Берут M’ = M’ (x1, …, xn, phi_1(x1, …, xn), …, phi_k(x1, …, xn)), без потери общности можно считать M’ = f(x1, …, xn).
И вытворяют ||M — f|| -> min.
А тут вот в чем беда. Поскольку есть ненаблюдаемые факторы, M -> max не эквивалентно f -> max!
По сути, неизвестные факторы объявляются постоянными.
M = G(w1, …, wk) + f(x1, …, xn) — стандартное разложение для неизвестных факторов. И эта вот G — а она не постоянная.
У неё есть (ну или должны быть) режимы — сочетания неизвестных факторов. Можно конечно работать с частными производными по dM/dxi, но это сложно, а потом еще и многомерные интегралы брать.
Идея в следующем: идентифицировать режимы неизвестных факторов и делать модели по отдельности.
Можно, конечно, сэмплить подвыборки без пересечений, но это сложно и ненадежно.
Я попробовал следующий пайплайн:
- В процессе обучения строим кластеризацию фичей совместно с таргетом,
- Учим классификатор от фичей к кластеру,
- На каждый кластер учим свой регрессор.
- На инференсе используем классификатор и регрессоры.
Практика показала… что подход имеет место быть. А если сделать весь этот комбайн дифференцируемым… ну это пока отложим.

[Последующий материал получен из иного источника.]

Issue #698, opened 2018-06-08
Revisit page_up and page_down


cmyr:
(breaking out from #612)

We used to have RPCs for `page_up` and `page_down` that behaved differently from `scroll_page_up` and `scroll_page_down`. The distinction is in whether or not the cursor is moved. Scrolling by page without moving the cursor is something that we would want for, say, vi mode.

kanishkarj:
I would like to work on this.

jansol:
Sure, go ahead!

PR #1114, opened 2019-02-09
Add Page Up and Page Down

kanishkarj:
Addresses #698
- [x] Implement
- [ ] Test if working
- [ ] Write tests

I am not sure how to test this. Can someone guide me?

### DIFF
--- a/rust/core-lib/src/view.rs
+++ b/rust/core-lib/src/view.rs
@@ -267,6 +267,7 @@ impl View {
             Replace { chars, preserve_case } => self.do_set_replace(chars, preserve_case),
             SelectionForReplace => self.do_selection_for_replace(text),
             SelectionIntoLines => self.do_split_selection_into_lines(text),
+            PageUpDown(movement) => self.page_up_down(movement),
         }
     }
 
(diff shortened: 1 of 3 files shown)


rust/core-lib/src/view.rs
```diff
@@ -351,6 +352,20 @@ impl View {
         self.set_selection(text, new_sel);
     }
 
+    pub fn page_up_down(&mut self, movement: Movement) {
+        let first_line: i64 = self.first_line as i64;
+        let scroll_height: i64 = self.scroll_height() as i64;
+        match movement {
+            Movement::DownPage => {
+                self.set_scroll(first_line - scroll_height, first_line);
```
scholtzan: Right now this only updates `first_line` and `height` in `View` but does not tell the frontend to actually scroll to that position. So for now nothing happens. 
To make it scroll you have to set `self.scroll_to = Some(<position>);`
There are some functions in `View` where this is already used, for example in `scroll_to_cursor`, which might be helpful.

kanishkarj:
But doesn't xi-editor already implement that? PageUp and PageDown are working on the `GXI` front-end. That's why I assumed I was supposed to implement ScrollPageUp/ScrollPageDown. I have attached a clip of what happens in GXI on PageUp and PageDown, take a look at it.

peek 2019-02-10 11-38

scholtzan:
Oh, I see. It seems that the xi-mac frontend doesn't implement it correctly. Yeah, then it makes sense to not change the selections when doing `PageUp`/`PageDown`. `ScrollPage` seems to move the cursor to the end/beginning of the visible line range.

kanishkarj:
Yes, so shall I go with implementing this properly ? Like without changing the selection.

scholtzan:
Yeah sure, go ahead.

kanishkarj:
I need some help with getting the cursor to not move. I tried messing around with selections and carets, but couldn't get much out of it.

jansol:
@scholtzan do you have any pointers for this?

PR #1123, opened 2019-03-02
Add 'peek_next_codepoint' to rope cursor

### LINKED ISSUE #1120: [Question][xi-rope] peek next char from cursor
Hi everyone!

I am working on a parser lib and I use xi-rope as underlying data structure.
I need to be able to peek the next char, without advancing the cursor position. How can I do that?

For example - the code below is broken, because it is supposed to skip only whitespace, but it also consumes one extra char.

```rust

fn skip_whitespace(cursor: & mut Cursor<RopeInfo>) -> usize {
    let mut i: usize = 0;
    while let Some(c) = cursor.next_codepoint() {
        if !(c.is_whitespace()) {
            break
        } else {
            i+=1;
        }
    }
    return i;
}
...
#[test]
fn skip_whitespaces() {
    let r = Rope::from("  hello ");
    let mut cursor = Cursor::new(&r, 0);
    let spaces = skip_whitespace(&mut cursor);
    assert_eq!(spaces, 2);
}
```

I can rewind the cursor one char back, but I want to avoid that for efficiency sake.
I found that there is a way to get iterator over boundaries, but I don't know how to read chars from it.

Please help

cmyr:
This seems like a reasonable feature. 🤷‍♂️

Closes #1120

### DIFF
--- a/rust/rope/src/rope.rs
+++ b/rust/rope/src/rope.rs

space = np.linspace(0, 10, 10 * 1000)
X = np.column_stack([
space ** 2, np.exp(space)
])
y = X[:, 0] / X[:, 1]
plt.plot(y);
cross_val_score(MLPRegressor([32, 32], max_iter=1000, random_state=1), X=train_X[:, :1], y=train_y, cv=3).mean(), \
cross_val_score(MLPRegressor([32, 32], max_iter=1000, random_state=1), X=train_X[:, 1:], y=train_y, cv=3).mean()
(0.978530694329737, 0.7954231782888691)
from sklearn.base import BaseEstimator
from sklearn.metrics import r2_score
class ClusterClasses(BaseEstimator):
def __init__(self, clusters=3):
super(ClusterClasses, self).__init__()
self.clusters = clusters
def fit(self, X, y=None):
self.clusterer = KMeans(
n_clusters=self.clusters, n_init=10, random_state=1
).fit(np.column_stack([X, y]))
self.classifier = MLPClassifier(
[32, 32], max_iter=1000, random_state=1
).fit(X, self.clusterer.labels_)
labels = self.classifier.predict(X)
self.regressors = {}
for index in range(self.clusters):
if not sum(labels == index):
continue
slice_X = X[labels == index]
slice_y = y[labels == index]
self.regressors[index] = MLPRegressor(
[32, 32], max_iter=1000, random_state=1
).fit(slice_X, slice_y)
return self
def predict(self, X):
clusters = self.classifier.predict(X)
result = []
for x, cluster in zip(X, clusters):
result.append(self.regressors[cluster].predict([x])[0])
return np.row_stack(result)
def score(self, X, y):
return r2_score(y, self.predict(X))
cross_val_score(ClusterClasses(), X=train_X[:, :1], y=train_y, cv=3).mean(), \
cross_val_score(ClusterClasses(), X=train_X[:, 1:], y=train_y, cv=3).mean()
(0.9924120428720503, 0.8008522560724876)
А смотрите-ка, и вправду лучше сработало!
Похоже и действительно, считать что неведомые фичи — это аддитивный шум — это слегка примитивно.